◆ **Data to process**
Issue #766, opened 2021-09-13
Setting Service Account on Kubernetes Deployment


apjoseph:
`docker buildx create` appears to have no driver specific option or mechanism for the Kubernetes driver to specify the service account the deployment should use. As far as I can tell there is no way to set this other than to manually modify the deployment itself after it as been created by applying a patch like this:
```yaml
apiVersion: apps/v1
kind: Deployment
metadata:
  labels:
    app: example-buildkit0
  name: example-buildkit0
spec:
  selector:
    matchLabels:
      app: example-buildkit0
  template:
    spec:
      serviceAccountName: buildx-builder
      containers:
        - name: buildkitd
          image: moby/buildkit:buildx-stable-1
```   
          
It would be highly beneficial to allow the ability to set serviceAccounts on creation as these are often needed to access external resources such as a storage bucket using WorkloadIdentity. This is a fairly fundamental need for builds.

tonistiigi:
@morlay

odinsy:
any news?

PR #1597, opened 2023-02-04
kubernetes driver: add serviceaccount opt

robertlestak:
Addresses #766

Adds a new (optional) `serviceaccount` opt. When provided, it will be set as the created pod's `serviceAccountName`.

Example usage:

```bash
docker buildx create --name example \
    --driver kubernetes \
    --driver-opt=serviceaccount=example-sa
```

### DIFF
--- a/docs/reference/buildx_create.md
+++ b/docs/reference/buildx_create.md
@@ -163,6 +163,7 @@ No driver options.
 - `requests.memory` - Sets the request memory value specified in bytes or with a valid suffix. Example `requests.memory=500Mi`, `requests.memory=4G`
 - `limits.cpu` - Sets the limit CPU value specified in units of Kubernetes CPU. Example `limits.cpu=100m`, `limits.cpu=2`
 - `limits.memory` - Sets the limit memory value specified in bytes or with a valid suffix. Example `limits.memory=500Mi`, `limits.memory=4G`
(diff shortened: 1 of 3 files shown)


crazy-max:
PTAL @morlay @AkihiroSuda

AkihiroSuda (approved):

crazy-max (dismissed):
Can you update reference docs please in https://github.com/docker/buildx/blob/master/docs/reference/buildx_create.md#-set-additional-driver-specific-options---driver-opt for the kubernetes driver?

@dvdksn Would also need follow-up in docs repo: https://docs.docker.com/build/drivers/kubernetes/

dvdksn:
side note @crazy-max, I think the file you linked to is actually redundant, now that we have the full opt descriptions for each driver in the docs. If you agree, I can create a PR to clean up  `buildx_create.md`

crazy-max:
> side note @crazy-max, I think the section in the file you linked to is actually redundant, now that we have the full opt descriptions for each driver in the docs. If you agree, I can create a PR to clean up `buildx_create.md`

Ah sure yeah sounds good

jedevc:
@crazy-max @dvdksn for the time being, I pushed a commit to update `buildx_create.md` - we can clean it up later.

Anything else blocking on merging this, so we can get it in v0.11?

jedevc (approved):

◆ **Exercise**
Repeat all the records without altering a single word.

◆ **Written response**
Issue #766, opened 2021-09-13
Setting Service Account on Kubernetes Deployment


apjoseph:
`docker buildx create` appears to have no driver specific option or mechanism for the Kubernetes driver to specify the service account the deployment should use. As far as I can tell there is no way to set this other than to manually modify the deployment itself after it as been created by applying a patch like this:
```yaml
apiVersion: apps/v1
kind: Deployment
metadata:
  labels:
    app: example-buildkit0
  name: example-buildkit0
spec:
  selector:
    matchLabels:
      app: example-buildkit0
  template:
    spec:
      serviceAccountName: buildx-builder
      containers:
        - name: buildkitd
          image: moby/buildkit:buildx-stable-1
```   
          
It would be highly beneficial to allow the ability to set serviceAccounts on creation as these are often needed to access external resources such as a storage bucket using WorkloadIdentity. This is a fairly fundamental need for builds.

tonistiigi:
@morlay

odinsy:
any news?

PR #1597, opened 2023-02-04
kubernetes driver: add serviceaccount opt

robertlestak:
Addresses #766

Adds a new (optional) `serviceaccount` opt. When provided, it will be set as the created pod's `serviceAccountName`.

Example usage:

```bash
docker buildx create --name example \
    --driver kubernetes \
    --driver-opt=serviceaccount=example-sa
```

### DIFF
--- a/docs/reference/buildx_create.md
+++ b/docs/reference/buildx_create.md
@@ -163,6 +163,7 @@ No driver options.
 - `requests.memory` - Sets the request memory value specified in bytes or with a valid suffix. Example `requests.memory=500Mi`, `requests.memory=4G`
 - `limits.cpu` - Sets the limit CPU value specified in units of Kubernetes CPU. Example `limits.cpu=100m`, `limits.cpu=2`
 - `limits.memory` - Sets the limit memory value specified in bytes or with a valid suffix. Example `limits.memory=500Mi`, `limits.memory=4G`
(diff shortened: 1 of 3 files shown)


crazy-max:
PTAL @morlay @AkihiroSuda

AkihiroSuda (approved):

crazy-max (dismissed):
Can you update reference docs please in https://github.com/docker/buildx/blob/master/docs/reference/buildx_create.md#-set-additional-driver-specific-options---driver-opt for the kubernetes driver?

@dvdksn Would also need follow-up in docs repo: https://docs.docker.com/build/drivers/kubernetes/

dvdksn:
side note @crazy-max, I think the file you linked to is actually redundant, now that we have the full opt descriptions for each driver in the docs. If you agree, I can create a PR to clean up  `buildx_create.md`

crazy-max:
> side note @crazy-max, I think the section in the file you linked to is actually redundant, now that we have the full opt descriptions for each driver in the docs. If you agree, I can create a PR to clean up `buildx_create.md`

Ah sure yeah sounds good

jedevc:
@crazy-max @dvdksn for the time being, I pushed a commit to update `buildx_create.md` - we can clean it up later.

Anything else blocking on merging this, so we can get it in v0.11?

jedevc (approved):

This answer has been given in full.